BrambleBerry has several new beer scents. (They might be in the limited edition section.) You can check out the reviews at The Scent Review Board.

Dottie


----------



## agriffin (Feb 11, 2011)

Bay rum!


----------



## ilove2soap (Feb 11, 2011)

The men in my life really enjoy beer soap too!  Some of their favorite scents so far have been from WSP.  They liked the essential oil blend formulations of both Shampure and Rainforest (Rainforest really smells more like a pine forest, imo).  MY favorite was Camden Grey's Clairol Herbal Essence fo dupe. I use it as a shampoo bar because it smells so nice.  Least favorite so far was WSP Bay Rum fragrance oil.


----------



## cwarren (Feb 11, 2011)

black canyon - peak    my fav mens


----------



## NancyRogers (Feb 12, 2011)

cwarren said:
			
		

> black canyon - peak    my fav mens



Man, of all the samples I ordered from Peak in those last two sales, this wasn't one of them.  Darn.  I'll keep this in mind for next time though.



			
				agriffin said:
			
		

> Bay rum!



Do you mind me asking where you get yours?  I have 1 oz from Bert's that I haven't soaped yet, but I'd love to know which is your favorite.

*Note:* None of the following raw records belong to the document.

PR #295, opened 2015-09-05
Feature/add to project

mat-mcloughlin:
Just setting up this PR for adding in the `addtoproject` and `removefromproject` endpoints. 

Hoping for some initial feedback but don't pull it in yet


jchannon:
Where we at with this shizzle?

troydai:
@mat-mcloughlin is this change still needed?

willl:
@troydai I think the code is a bit outdated (and is possibly incomplete), but the change was to add/remove files to/from an MS Build based project. I think this is something users are still using MS Build projects are likely to still want.

filipw:
@mat-mcloughlin hey Matt now that there is a `dev` branch (see [here](https://github.com/OmniSharp/omnisharp-roslyn/blob/dev/CONTRIBUTING.md#workflow)) this PR will need to be re-opened against `dev` branch instead of `master`

so closing this one and once you rebase please re-open against `dev`, thanks

PR #302, opened 2015-09-18
Added /stopserver

mispencer:
Works in stdio, unlike https://github.com/OmniSharp/omnisharp-roslyn/pull/190.

Run needs to returns for RequestShutdown to shutdown the server in stdio mode.

RequestShutdown is requested in the background to avoid an error which sometime occurs if it is ran in an action.

### DIFF
--- a/src/OmniSharp.Stdio/StdioServer.cs
+++ b/src/OmniSharp.Stdio/StdioServer.cs
@@ -26,40 +26,43 @@ namespace OmniSharp.Stdio
             _next = next;
             _cancellation = new CancellationTokenSource();
 
-            var ignored = Run();
+            Run();
         }
 
-        private async Task Run()
+        private void Run()
         {
-            _writer.WriteLine(new EventPacket()
+            Task.Factory.StartNew(async () =>
             {
-                Event = "started"
-            });
-
-            while (!_cancellation.IsCancellationRequested)
-            {
-                var line = await _input.ReadLineAsync();
-                if (line == null)
+                _writer.WriteLine(new EventPacket()
                 {
-                    break;
-                }
-
-                var ignored = Task.Factory.StartNew(async () =>
-                {
-                    try
-                    {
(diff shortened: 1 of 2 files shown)


src/OmniSharp/Api/OmnisharpController.cs
```diff
@@ -9,11 +12,23 @@ public partial class OmnisharpController
     {
         private readonly OmnisharpWorkspace _workspace;
         private readonly OmniSharpOptions _options;
+        private readonly IApplicationShutdown _applicationShutdown;
 
-        public OmnisharpController(OmnisharpWorkspace workspace, IOptions<OmniSharpOptions> optionsAccessor)
+        public OmnisharpController(OmnisharpWorkspace workspace, IOptions<OmniSharpOptions> optionsAccessor, IApplicationShutdown applicationShutdown)
```
david-driscoll: It would be awesome if you could move this into it's own controller/class (and own file) similar to [ProjectSystem](https://github.com/OmniSharp/omnisharp-roslyn/blob/master/src/OmniSharp/Api/v1/ProjectSystem/OmnisharpController.ProjectSystem.cs).

1) you then you wouldn't have to change all the tests by inserting the FakeApplicationShutdown).
2) It would then be _much_ easier to merge into the [Plugins branch](https://github.com/OmniSharp/omnisharp-roslyn/tree/plugins/mef) which is now one class per one endpoint.

david-driscoll:
Do we need any unit tests against it?  (I'm not sure how easy/hard/useful that would be though)

mispencer:
Okay, it's been made its own controller.

I could write a test if desired, but I don't know how useful it would be.

nosami:
No need for a test here.

david-driscoll:
rock on, works for me, I'll add it to the client soon :pizza: 

image

thinca:
:+1:

PR #304, opened 2015-09-29
Sriramgd fixusing

sriramgd:
Fixed ambiguous using order, added linq query syntax support.


nosami:
rejected in favour of #305

PR #305, opened 2015-09-29
Fixusings

nosami:


nosami:
continuation from #304

nosami:
@sriramgd I don't have time to test this... but if you're sure that the ambiguous locations are now correct, I'll merge

nosami:
not tested, but looking at this code, it doesn't appear to be correct

```cs
var ambiguous = await GetAmbiguousUsings();
await AddMissingUsings();
await RemoveUsings();
await SortUsings();
await TryAddLinqQuerySyntax();
```

the ambiguous locations are going to be incorrect after adding and removing using statements?

nosami:
:cocktail: :dancer: Yay! Thanks @sriramgd :)

Issue #287, opened 2015-08-12
Don't show <global namespace> in type lookup


david-driscoll:
see https://github.com/OmniSharp/omnisharp-atom/issues/275

PR #310, opened 2015-10-05
Do not show <global namespace> in type lookup

filipw:
Fixes https://github.com/OmniSharp/omnisharp-roslyn/issues/287
Fixes https://github.com/OmniSharp/omnisharp-atom/issues/275


nosami:
On a roll :)

Issue #266, opened 2015-07-14
formattingOptions.tabSize does not work


yilei:
I'm using OmniSharp-Atom, I set Atom's indent size to two spaces, and changed the formattingOptions.tabSize to two in ~/.atom/packages/omnisharp-atom/node_modules/omnisharp-client/roslyn/packages/OmniSharp/1.0.0/root/config.json

But when I type ';' at the end of a line, it auto-indents my code using 4 spaces.

Filing this as suggested by https://twitter.com/jasonimison/status/620833046992916480

solarsailer:
Same here (using Atom).

I was using Omnisharp-Sublime before, and one way to change the configuration was to edit a config.json file ([see here](https://github.com/OmniSharp/omnisharp-sublime#omnisharpserver-settings)).

Is there a way to change the config like this with Roslyn? A dotfile or a setting in Atom to target a custom configuration? It's not just for the indent, though. I want to select my warnings, my code format, etc. :)

Figbash:
Pretty sure this is the same issue with hard tabs.  If you turn off soft tabs in atom prefs and work on a file with hard tabs, omnisharp will replace the tabs with spaces whenever you add the ; at the end of a line.  There is an option in config.json called "useTabs" but changing it does nothing.

shadowmint:
Hm... you've closed this issue, but how do you actually *set* these settings? They're not exposed in the omnisharp settings.

Do you literally just edit the config.json deeeeeeeeeep within the OmniSharp package and redo it everytime you install an update?

david-driscoll:
I'll see if I can work on the ui fairly soon. I think that there is a
config file you can have in your solution directory that will have the same
behavior as config.json
On Wed, Oct 14, 2015 at 5:49 AM Doug <notifications@github.com> wrote:

> Hm... you've closed this issue, but how do you actually *set* these
> settings? They're not exposed in the omnisharp settings.
>
> Do you literally just edit the config.json deeeeeeeeeep within the
> OmniSharp package and redo it everytime you install an update?
>
> —
> Reply to this email directly or view it on GitHub
> <https://github.com/OmniSharp/omnisharp-roslyn/issues/266#issuecomment-147993739>
> .
>
-- 
Thanks,
David

PR #311, opened 2015-10-05
Added IndentationSize to formatting options

filipw:
Fixes https://github.com/OmniSharp/omnisharp-roslyn/issues/266

Currently, omnisharp options expose `tabSize` which some of the users have been trying to use to control indentation (see https://github.com/OmniSharp/omnisharp-roslyn/issues/266).

However, it's only applicable to code formatting with Roslyn (and indeed it works with omnisharp now) when tabs are enabled - to determine the size of the tab. 

For regular indentation, Roslyn exposes another setting called `Microsoft.CodeAnalysis.Formatting.FormattingOptions.IndentationSize` which is the principal way of controlling how large the indentation should be.


nosami:
Very cool :)

PR #318, opened 2015-10-23
Fixed up coding guidelines after the plugins merge, this lets the tes…

david-driscoll:
…t show all files that are failing before asserting so that they can all be fixed before the next run


nosami:
thanks!

PR #320, opened 2015-10-27
Add Visual Studio projects where they're missing

SamB:
This happened as a result of opening and building the solution.


nosami:
Personally, I'd prefer it the xproj files were added to .gitignore. They are only needed by VS and are generated on demand like you've shown :)

SamB:
@nosami: VS does not like it when I delete all of the .xproj files that the solution tells it should be there, and does not appear to be able to recreate them.  (Build does nothing; it does not even add "Build" to the "Show output from:" dropdown in the "Output" pane.)

If I bring back just `OmniSharp.xproj`, Build then works, but does not recreate the rest of the .xproj files.

So, I'm afraid your idea will not work very well.  I did notice some EOL issues in the originally submitted commit, though, so I'm revising it to fix that.

nosami:
Oh. OK. I'm mistaken then. I don't use VS. I thought I heard they were
generated.

nosami:
Thanks!

SamB:
@nosami: And yeah, I figured you didn't use VS. Given the purpose of OmniSharp, that isn't particularly surprising ;-).

davidfowl:
xproj magic

PR #321, opened 2015-10-30
Plugin bootstrap

david-driscoll:
This is a little utility that is inserted as part of startup, that does the following:

* Captures any defined plugins
  * `--plugins` adds a folder of plugins
  * `--plugin-name` loads a plugin via nuget
* Creates a temporary `project.json` file, with all the plugins as dependencies.
* Runs `dnu restore` on the temporary `project.json` file.
  * This lets us load plugins by name, or from disk as dlls/source
* Returns the path to the temporary `project.json` so that it can be started.

Still need to test on my Linux VM.

cc @davidfowl @dustincampbell is there a better way to go about this, perhaps getting dnx to load assemblies.  I know we had talked about this before and there were many different issues floated with dependencies getting loaded, etc.   This seems to be the best of both worlds at the moment, we can easily load packages with dnu restore, for example, once we publish them to nuget.


nosami:
Like we discussed, you don't need `dnu` or a bootstrap script to load plugins.

david-driscoll:
My only concern is, with this solution we get a ton of free wins.

1. Plugin distribution via nuget, we can just treat them as class libraries.
2. User defined plugins, editors can let users define plugin drop folders. We can offer an easy plugin drop folder (`.omnisharp` like vscode), or even a plugins array property on `omnisharp.json`, and then they just load via nuget.

nosami:
Can an end user install a plugin by dropping a dll(s) / something else into a ./plugins folder? Without source available?

nosami:
My concern is that none of this is necessary, and running `dnu restore` at startup sounds slooow. It already takes an age to start up.

david-driscoll:
Those are fair comments, and I've worked on ways of improving the repeat startup time (only restore once) which is helping.  I envisioned this in about 30 minutes and got a proof of concept working in a few hours, I didn't spend days toiling away at the problem. :zap: :bulb:  

I'm not against a different solution, it just seems like then we're forwarding the pain onto anyone that wants to make a plugin, they have to package it in a special way (perhaps differently than how `dnu publish` would behave).  Then we have to deal with how to load them (download, folder scan, unzip, whatever), and add in all that work (not against it, just this POC started working right away).

I'd still love to have a conversation with with @davidfowl and @dustincampbell to see what alternatives we have to loading dlls with dnx.  Me and @davidfowl are apparently playing tag at the moment, lol.  


Perhaps we need another Microsoft meeting?, it's been a few months since the last time.
cc @sayedihashimi @shanselman

PR #322, opened 2015-11-01
Ignore omnisharp.tar.gz

thinca:


Yantrio:
is it maybe better to ignore the entire artifacts directory?

nosami:
@Yantrio the artefacts folder is already ignored. This file ends up in the root folder.

@thinca Thanks!

davidfowl:
It should probably end up in artifacts

nosami:
Good point

Issue #695, opened 2016-12-05
Move off of project.json and back to .csproj


DustinCampbell:
It's going to have to happen sometime. :smile:

One consideration is whether we stick with .NET CLI. Once the embedded Mono work is done (#666), OmniSharp won't need to run on .NET Core. Additionally, if OmniSharp moves off of .NET Core during the move to .csproj, support won't implicitly be dropped for versions of Visual Studio earlier than 2017.

filipw:
yes, I vote for dropping .NET Core as it will not add any value anymore after #666 / #709 and less complexity is always better

david-driscoll:
most definitely, we only jumped on board because mono was a painful dependency.

DustinCampbell:
I'll try to get us moved over to csproj next week in that case.

DustinCampbell:
Looks like I actually got this done. :smile:

PR #720, opened 2017-01-05
added global.json to enforce an older .net sdk version

filipw:
At the moment, looks like a lot of people are already on preview3 or preview4 which causes a failure when loading OmniSharp in VS.


filipw:
this is just a quick fix until https://github.com/OmniSharp/omnisharp-roslyn/issues/695

PR #721, opened 2017-01-05
use the default ScriptMetadataResolver for scripts

### LINKED ISSUE #702: Support GacFileResolver when resolving MetadataReferences for scripts
CSI supports adding GAC references on platforms where GAC is supported.
We need to allow that in OmniSharp scripts too, for example:

```csharp
#r "System.Web"
using System.Web;
```

At the moment you need to provide full path to the reference assembly to make OmniSharp recognize the reference.

filipw:
Fixes #702.

This allows OmniSharp to support intellisense when GAC reference is used. i.e. instead of:

```
#r "C:\Program Files (x86)\Reference Assemblies\Microsoft\Framework\.NETFramework\v4.6\System.Web.dll"
```

we can use:

```
#r "System.Web"
```

This is in line with the default CSI behavior, which supports GAC references.

### DIFF
--- a/src/OmniSharp.Script/ScriptProjectSystem.cs
+++ b/src/OmniSharp.Script/ScriptProjectSystem.cs
@@ -8,6 +8,7 @@ using System.Reflection;
 using System.Threading.Tasks;
 using Microsoft.CodeAnalysis;
 using Microsoft.CodeAnalysis.CSharp;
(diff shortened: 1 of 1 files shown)


filipw:
in action:

filipw:
thanks - let's punch this in then!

Thanks for all the suggestions!  I've got some more beer boiling down now, so I'll be making another batch tomorrow or the next day.  I'll have to use a FO that I have on hand or maybe, I'll do an EO blend.  I've got Lime, Sage, Patch, Litsea, Lemon, Lavender and Anise.  Hmmm, what to do?


----------



## NancyRogers (Feb 12, 2011)

Okay, I've decided to try a 2 lb batch with .75 PPO EO blend.  I'm going to use this blend:

2 parts Lime
2 parts Sage
1 part Patchouli
1 part Litsea
1 part Rosemary (forgot I had this one)
1 part Anise

EO experts, do you see any problems with this plan?


----------



## nattynoo (Feb 12, 2011)

Wow Nancy, thats gonna smell devine.
I wish I could smell the screen.


----------



## agriffin (Feb 12, 2011)

Southern garden scents


----------



## ilove2soap (Feb 12, 2011)

Hmmmm  Maybe I should try Southern Garden's Bay Rum.  I wasn't thrilled about WSP version either out of the bottle or in the soap.  After the soap cured for a month everyone said it smelled like root beer and when I offered it up, there were very few takers.


----------



## miaow (Feb 14, 2011)

I actually enjoy wsp's bay rum..and just shaved with some I made several months ago, still spicy and manly *.*
To contribute: I like to leave my beer soap unscented, but sometimes I'll do a Blue Moon w/orange eo with litsea to anchor or a good hefeweizen w/lemon eo(also w/litsea) because my great grandmother used to wash her hair with beer and lemons..


----------